13.6 Summary and conclusions

A

‘‘Social learning’’ has a lot in common with ‘‘spatial learning’’ (Chapter 8). Both are essentially functional categories, that is, based on the kind of information acquired rather than on the way in which it is acquired, and both encompass a variety of specific mechanisms. However, individual mechanisms of spatial learning such as path integration, landmark use, and sun compass orientation are relatively well understood, whereas the analysis of separate mechanisms for social learning has been impeded by disproportionate interest in true imitation.

The wave of recent research combining observations of naturalistic examples of social learning with experimental analyses of mechanism has led to an appreciation of how species-specific fine-tuning of simple learning mechanisms can lead to social transmission of adaptive behavior in natural social contexts. For example, rats learn about food by smelling other rats’ breath because the smell of rat breath has motivational significance for them and
because when rats greet each other the nose of one comes close to the mouth of another.

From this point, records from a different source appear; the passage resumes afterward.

PR #6737, opened 2026-05-19
refactor: update accessibility-checker integration to use local engine

nmerget:
## Proposed changes

Some [tests](https://github.com/db-ux-design-system/core-web/actions/runs/26096796761/job/76749857968) fail because of a mismatch between playwright page and IBM a11y checkers selenium api

## Types of changes

## Further comments

🔭🐙🐈 Test this branch here: <https://design-system.deutschebahn.com/core-web/review/fix-ibm-a11y-checker>


mfranzke:
@nmerget Is this supposed to be a temporary fix?

nmerget:
> @nmerget Is this supposed to be a temporary fix?

No it should fix the issue. I need to validate if it works. But right now the checker is broken.

So what it does is that we skip the boilerplate (which used selemium - which caused the issue) and uses the IBM script directly. Benefits: no external call against a CDN, and it is way faster because it runs in playwright directly.

.github/workflows/02-e2e-showcases.yml
```diff
@@ -104,8 +104,7 @@ jobs:
       - name: 👩🔬 Test a11y-checker with Playwright 🎭
         shell: bash
         if: |
-          github.event.pull_request != null &&
-          inputs.test-ally == 'true'
```
mfranzke, line 108: @nmerget have you removed this condition part intentionally, or only temporarily for testing purpose? I wouldn't have expected a change to this condition based on the PRs description (and the other code changes in this PR).

mfranzke (dismissed):

.github/workflows/02-e2e-showcases.yml
nmerget: No it is intentional.

a) That the tests realy runs
b) Because we don'T spawn selenium anymore, it'S fast enought to run in every pipeline

.github/CODEOWNERS
```diff
@@ -1,3 +1,3 @@
 # Global Repository owners
 # see https://docs.github.com/en/repositories/managing-your-repositorys-settings-and-features/customizing-your-repository/about-code-owners for details of syntax
-# * @mfranzke @nmerget @michaelmkraus @bruno-sch
+# * @mfranzke @nmerget @michaelmkraus
```
mfranzke:
```suggestion
# * @mfranzke @nmerget @michaelmkraus @bruno-sch 
```

how is this related to updating an accessibility-checker integration?

.config/cspell.config.ts
```diff
@@ -45,6 +45,7 @@ export default defineConfig({
 		'packages/mcp-server/src/manifest.json',
 		'storybooks/angular-storybook/src/components/documentation.json',
 		'packages/foundations/src/all-icons.ts',
+		'.github/CODEOWNERS',
```
mfranzke:
```suggestion
```

this file doesn't produce a warning or error, neither in the pipeline nor on localhost.

nmerget: It does

mfranzke: no

mfranzke: let's check

mfranzke (approved):

PR #6750, opened 2026-05-20
refactor(form components): replace hard `25ch` label width limit with customizable CSS variable

### LINKED ISSUE #6492: fix(input): align `label` and `input` elements width
Image

Beim Label fehlt nur ein Buchstabe und automatisch wird die Overflow-Darstellung verwendet, auch wenn das Inputfeld selbst noch länger ist. Kann man das besser lösen, als ggf. mit css zu überschreiben?

michaelmkraus:
## Proposed changes

The `label` element inside input components was artificially constrained by a hard `25ch` limit. This caused the label text to be truncated with an ellipsis way too early, even if the underlying input field had plenty of space left, resulting in a poor user experience.

Removed the hard character limit and replaced it with `max-inline-size: 100%`. The label now correctly inherits the available width of its wrapper element. Combined with `text-overflow: ellipsis`, the label will now only truncate if it actually exceeds the physical width of the input field.

resolves #6492 

## Types of changes

🔭🐙🐈 Test this branch here: <https://design-system.deutschebahn.com/core-web/review/fix-align-label-and-input-elements-width>


packages/components/src/styles/internal/_form-components.scss
```diff
@@ -453,7 +453,7 @@ $input-valid-types:
 		@extend %db-overwrite-font-size-xs;
 
 		padding-block-end: variables.$db-spacing-fixed-xs;
-		max-inline-size: 25ch;
+		max-inline-size: 100%;
```
nmerget: We should add a variable here like:

```suggestion
		max-inline-size: var(--db-label-max-size,100%);
```

This would be a minor change, but we should write it in the changeset. That users can "revert" to the current state by using `--db-label-max-size:25ch;`. And we should add it to the framework spefic changelog as well to inform users.

michaelmkraus: Good point. I changed it.

nmerget (approved):

mfranzke:
@michaelmkraus the title of this PR will be the squashed commits message. Could you please adapt it, as it has changed from a bugfix to a feat ?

A young black rat need never see another black rat stripping the scales off a pine cone; it needs only to be provided with cones than have been partially stripped in the right way (Terkel 1995). Nonimitative social learning includes stimulus enhancement, observational conditioning, and emulation. None of these is very well understood in terms of the conditions that bring it about, the contents of that learning, and the effects of learning on behavior. Heyes (1994a) suggested that each is roughly analogous to a recognized
category of associative or perceptual learning, but the questions she raised, such as the role of contingency and the possible occurrence of overshadowing and blocking in such learning, have still hardly been asked.

It is necessary to answer them to know whether these kinds of social learning are distinctive in any way other than in the events that are learned about. There has, however, been considerable progress recently in understanding how imitation occurs and in what species, but emulation and affordance learning still need more study. In most circumstances there may be no need for strict imitation. The job can be done by emulation and the other social learning processes that don’t require storing a representation of the demonstrator’s behavior as such.

Indeed, a tendency to blindly imitate what others do regardless of the positive or negative outcomes for oneself would likely be maladaptive. Thus what may need to be explained is not why most species seem incapable of true imitation but why any are capable of it. This explanation may ultimately have to do with the evolution of teaching and human culture.